*Your assignment*. Look through the entries for the string "remember" and copy every line where it shows up.

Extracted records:
PR #179, opened 2024-07-16
Online Rebuilding

shuo-wu:

Issue Longhorn/longhorn#7199

Will implement the control layer then.


DamiaSan:
I have seen in many point that you make distinction between local or remote lvols. In the first case you use directly the lvols, otherwise you use nvme-of exported ones. But if I remember correctly, the implementation of live upgrade made by @derekbit needs to treat all the lvols as exported nvme-of ones, also if they are local. Can this in some way cause some kind of conflicts or maybe semplify the code?

shuo-wu:
> But if I remember correctly, the implementation of live upgrade made by @derekbit needs to treat all the lvols as exported nvme-of ones, also if they are local. Can this in some way cause some kind of conflicts or maybe semplify the code?

The latest implementation no longer makes many differences between remote and local replicas. 
The main exception is how we clone a rebuilding lvol for the dst replica from the external snapshot. Do we still need to blindly launch a nvmf layer for the src replica exposed snapshot no matter if src and dst are on the same host?

derekbit:
> > But if I remember correctly, the implementation of live upgrade made by @derekbit needs to treat all the lvols as exported nvme-of ones, also if they are local. Can this in some way cause some kind of conflicts or maybe semplify the code?
> 
> The latest implementation no longer makes many differences between remote and local replicas. The main exception is how we clone a rebuilding lvol for the dst replica from the external snapshot. Do we still need to blindly launch a nvmf layer for the src replica exposed snapshot no matter if src and dst are on the same host?

The only concern is the base based added in a raid.
The dest bdev in the implemeation is exposed and attached. LGTM.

*Finished task*.
I have seen in many point that you make distinction between local or remote lvols. In the first case you use directly the lvols, otherwise you use nvme-of exported ones. But if I remember correctly, the implementation of live upgrade made by @derekbit needs to treat all the lvols as exported nvme-of ones, also if they are local. Can this in some way cause some kind of conflicts or maybe semplify the code?
> But if I remember correctly, the implementation of live upgrade made by @derekbit needs to treat all the lvols as exported nvme-of ones, also if they are local. Can this in some way cause some kind of conflicts or maybe semplify the code?
> > But if I remember correctly, the implementation of live upgrade made by @derekbit needs to treat all the lvols as exported nvme-of ones, also if they are local. Can this in some way cause some kind of conflicts or maybe semplify the code?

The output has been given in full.